**Work order:** From the material below, pull each line containing the string "JsNull".

**Source information:**
========

PR #3509, opened 2017-08-10
17-08 ChakraCore servicing release

pleath:
Addresses the following:

CVE-2017-0228
CVE-2017-8634
CVE-2017-8635
CVE-2017-8636
CVE-2017-8637
CVE-2017-8638
CVE-2017-8640
CVE-2017-8641
CVE-2017-8645
CVE-2017-8646
CVE-2017-8647
CVE-2017-8655
CVE-2017-8656
CVE-2017-8657
CVE-2017-8658
CVE-2017-8659
CVE-2017-8670
CVE-2017-8671
CVE-2017-8672
CVE-2017-8674

Details:

[CVE-2017-8656] PreVisitCatch doesn't call SetIsCatch for all cases

The catch block has a var declaration with the same name as the destructured parameter. When we emit code for initializing vars we don't emit the initialization code for the symbol in the body as the catch param is not marked. The fix is to mark the destructured param as catch param.

Blind constants more aggressively in jitted code

Let RPC do handle marshalling for the JIT process

[CVE-2017-8647] Fix oop jit diff to check msvcrt instead of ucrt

[CVE-2017-8637] [CVE-2017-8659] Harden JIT process against bad input

[CVE-2017-8655] Prevent restoring inlinee frame with the wrong function object

Invalidate lastUsedSegment of an array at the right point

[CVE-2017-8638] Fix function object inline cache if function body got reparsed

[CVE-2017-8657] Postpone adding deferred top-level functions to the deferred function dictionary. Do this so that if byte code gen is interrupted or restarted, we are not left with orphaned functions in the dictionary that may be semi-initialized.

[CVE-2017-8658] Don't attempt to use deferred function stubs inside a formal argument list, as this leads to issues with arrow functions, nested functions, etc.

[CVE-2017-8635] Don't try to reuse property indexes on re-add of a deleted property if the object is non-extensible. Doing so exhausts the free indexes on repeated re-adds, which violates our assumption that a free index will always be available if a property has been deleted.

[CVE-2017-8671] Consider CallFlags_ExtraArg in Function.call implementation. Extra arg (for proxy, etc.) should not be a factor when copying/eliding arguments to delegate to the real target.

[CVE-2017-8674] Re-map function object types if AutoRestoreFunctionInfo has to restore FunctionInfo on failed re-parse/byte code gen.

[CVE-2017-8640] Mark the correct function node when we're detecting 'arguments' declaration that overrides the built-in declaration.

[CVE-2017-8670] Make sure we mark the correct function node when we're processing formal named 'arguments' in a destructured expression.

[CVE-2017-8672] Avoid passing JsNull as JsFunction*

In JavascriptStackWalker GetCaller we were sending out JsNull as a
JavascriptFunction* in the outparam. I checked all locations that
did a call to this function, and recursively as far as the outparam
escaped. Virtually all of the callers of the function or the other
functions that allowed escape of the outparam were safe, as checks
against the return value of GetCaller are near-ubiquitous. The one
callsite where this wasn't the case was in GlobalObject.cpp L#693,
which is in VEval. This location used the outparam without checks,
which meant that if a JsNull object were returned, we'd call other
functions which wouldn't necessarily be correct.

[CVE-2017-8645] Whitelist the type of functions allow to be asm.js module

[CVE-2017-8646] Correctly use PushPopFrameHelper in ProcessLinkFailedAsmJsModule.
No longer ignore arbitrary javascript code after a `let`

[CVE-2017-8641] Integer overflow in chakra!Js::GlobalObject
Integer overflow can happen in multiple cases of add-mult and allocate.
Fix by using UInt32Math::AddMul() to catch overflows.

[CVE-2017-8634] Type confusion in Concat due to IsConcatSpreadable

[CVE-2017-8636] Limiting args count to a certain limit. This limit will be enforced during the parser time. During the bytecode time we add so many extra args which actually overflowed the initial assumption.

[CVE-2017-0228]  We have attempted to fix the ReverseHelper case where the inline segment was swapped from head to bottom due to reverse loop below. However that fix was done for multi-segment scenario. The EnsureHeadStartsFromZero can also insert head segment in between if the segment's length is less than Array's length (look at the loop above), which will make the code vulnerable. Fixed that scenario by allocating the segment (for the single segment case) if the segment's length is less than array's length.


pleath:
(Reviewed by the contributors offline.)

========

**Result:**
[CVE-2017-8672] Avoid passing JsNull as JsFunction*
In JavascriptStackWalker GetCaller we were sending out JsNull as a
which meant that if a JsNull object were returned, we'd call other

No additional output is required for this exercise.